I had to bring in one more condition as the ratio to be able to generate x_0 and x_1. This physically makes sense in the scope of my research, I have never thought to put that into my pymc model. The ideal model should take into account the uncertainties in all the observed data. I tried this in my original model by letting the model learn the noise in my observation data. I’d really appreciate it if you have more suggestions.

# number of data points
n = 10000

x_0 = []
x_1 = []


### upper and lower limits for drawing a random value for x_2 from a normal distribution 
low_truncated_x_2 = 0
up_truncated_x_2 = 60
x_2 = []

### upper and lower limits for drawing random values for x_0 / x_1 ratio from a normal distribution
low_truncated_val_ratio = 0.2
up_truncated_val_ratio = 0.9
ratio_ = [] ### ratio = x_0 divided by x_1

### upper and lower limits for drawing a random value for F from a normal distribution 
low_truncated_F = 0.1
up_truncated_F = 1.5
F = []

### upper and lower limit for drawing a random value for C from a normal distribution 
low_truncated_C = 0
up_truncated_C = 20
C = []

### upper and lower limit for drawing a random value for dp from a normal distribution 
low_truncated_dp = 0.1
up_truncated_dp = 70
dp = []


### drawing random data to generate fake data

#### ratio_ 
while len(ratio_) < n:
    num_ = np.random.normal(0.4, 0.5, size=(1,))[0]
    if (num_>= low_truncated_val_ratio) & (num_ <= up_truncated_val_ratio):
        ratio_.append(num_)

#### x_2
while len(x_2) < n:
    num_ = np.random.normal(40, 20, size=(1,))[0]
    if (num_ >= low_truncated_x_2)&(num_<= up_truncated_x_2):
        x_2.append(num_)

#### F
while len(F) < n:
    num_ = np.random.normal(0.6, 0.4, size=(1,))[0]
    if (num_ >= low_truncated_F)&(num_<= up_truncated_F):
        F.append(num_)
#### C
while len(C) < n:
    num_ = np.random.normal(0, 25, size=(1,))[0]
    if (num_ >= low_truncated_C)&(num_<= up_truncated_C):
        C.append(num_)

#### dp
while len(dp) < n:
    num_ = np.random.normal(5, 1, size=(1,))[0]
    if (num_ >= low_truncated_dp)&(num_<= up_truncated_dp):
        dp.append(num_)

for j in range(n):

    x_1.append((dp[j] - C[j]/F[j] + x_2[j]) / (1-ratio_[j]/F[j])) 
    x_0.append(ratio_[j] * x_1[j])

df_data = pd.DataFrame({"x_0" : x_0, "x_1" : x_1, "x_2": x_2,"C": C, "F" : F, "dp": dp})
df_final = df_data[(df_data["x_0"] > 0)&(df_data["x_0"] < 90) & (df_data["x_1"] > 0) &(df_data["x_1"] < 210)]
df_final.to_csv("obs_data_generated.csv")

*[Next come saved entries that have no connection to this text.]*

PR #853, opened 2020-09-10
Add an argument "non_simulation_mode" for CARMA simulation support

fangzhou1227:
# PR Details
## Description
CARMA simulation efforts require the ability to alter the way localization and object perception launch in order to replace those components with the simulated interfaces. As such these elements of the CARMA launch process should be refactored such that they can be configured via roslauch args which the CARMA Config for simulation can set.

Add an argument "non_simulation_mode", false if CARMA Plaform is launched in CARMA simulation mode with CARLA simulator. This argument is passed to environement.launch and localization.launch to configure related nodes.
## Motivation and Context

CARMA simulation interface publishes vehicle localization and external objects topics that are existing in CARMA platform. To make sure the right message is published, the launched nodes should be configured for different modes: simulation mode/normal mode. This refactoring will solve the duplicated topics issue.
## How Has This Been Tested?
Tested with CARMA simulation launching and standard mock drivers launching.

## Types of changes

## Checklist:


kjrush (changes requested):
Is it possible to invert this? So instead of `non_simulation_mode` defaulting to true, we use `simulation_mode` defaulted to false? Just a minor clarity thing.

kjrush (approved):

Issue #859, opened 2020-09-16
Integration Test - Integration Testing of new Guidance plugins, route node.


MishkaMN:
### Types of Issue

- [ ] Anomaly report (something appears to not work correctly)
- [X] Enhancement request (describe the enhancement being requested)
- [ ] Other (please ensure the description clarifies why the issue doesn’t fall into either of the above categories)

### Descriptive summary

In preparation for Vanden Plas, we need to integration test the following together to make sure they are working as expected without any major issues;

Route Following strategic plugin
In-lane cruising plugin/Route Following
Route node (generator and manager)
Guidance state updates to work with the new Route node
Guidance Re-Start feature is working.
waypoint_generator is working
 
### Carma version where this issue was discovered

3.3.0 integration/routing develop+
### Expected behavior
N/A
### Actual behavior

N/A
### Steps to reproduce the actual behavior

N/A
### Related work

Jira issue CAR-2029

MishkaMN:
This has been resolved with above PRs and as part of series of integration/routing merges.

PR #873, opened 2020-09-25
Fix/routing integration

MishkaMN:
# PR Details
## Description

Integration tested the route_following, inlanecruising, and route packages.

Testing is not fully completed yet as the car stops suddenly just after turning left from C-HUB before security post. 
So the car at least moves now. 
Current issue is that the plan_delegator stops receiving maneuver plans at some point which should be coming from inlanecruising_plugin. 

Troubleshooting page should include about how to correctly setup route file.

## Related Issue
https://github.com/usdot-fhwa-stol/carma-platform/issues/859

## Motivation and Context
Need to merge integration/routing into develop soon for Vanden Plas.

## How Has This Been Tested?
Integration tested on Silver Lexus.
Car moves but stops after turning left. Sometimes goes a bit longer after turning, sometimes almost right away after finishing turn.

## Types of changes

## Checklist:

- [X] I have added any new packages to the sonar-scanner.properties file | No Need

### DIFF
--- a/arbitrator/config/arbitrator_params.yaml
+++ b/arbitrator/config/arbitrator_params.yaml
@@ -6,7 +6,7 @@ min_plan_duration: 6.0
 # Float: The nominal amount of time that an arbitrated plan should cover for the 
 # system to operate at best performance
 # Unit: s
-target_plan_duration: 15.0
+target_plan_duration: 13.0
 
 # Float: The planning frequency for generation for arbitrated plans
 # Unit: Hz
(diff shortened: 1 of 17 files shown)


arbitrator/config/arbitrator_params.yaml
```diff
@@ -6,7 +6,7 @@ min_plan_duration: 6.0
 # Float: The nominal amount of time that an arbitrated plan should cover for the 
 # system to operate at best performance
 # Unit: s
-target_plan_duration: 15.0
+target_plan_duration: 13.0
```
msmcconnell, line 9: Why is this 13 now? Seems like 15 was just fine and I noticed another 15 parameter below which might need to match

msmcconnell (changes requested):

arbitrator/config/arbitrator_params.yaml
msmcconnell: Accepted per our discussion on Slack.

Just following up on this! I was wondering if you had any chance to take a look at the data? I have used the artificial data with x_0 = F(x_1 - x_2 -dp) +C model, and the results are to some degree close to the underlying numbers of F, but overestimate dp and C (although the large posterior range includes the underlying distribution of dp and C). In addition, I still cannot make the argument which justifies calculating the probability of P(C,F, dp, x_0 | x_1, x_2) instead of P(C,F, dp | x_0, x_1, x_2) which has an actual physical meaning.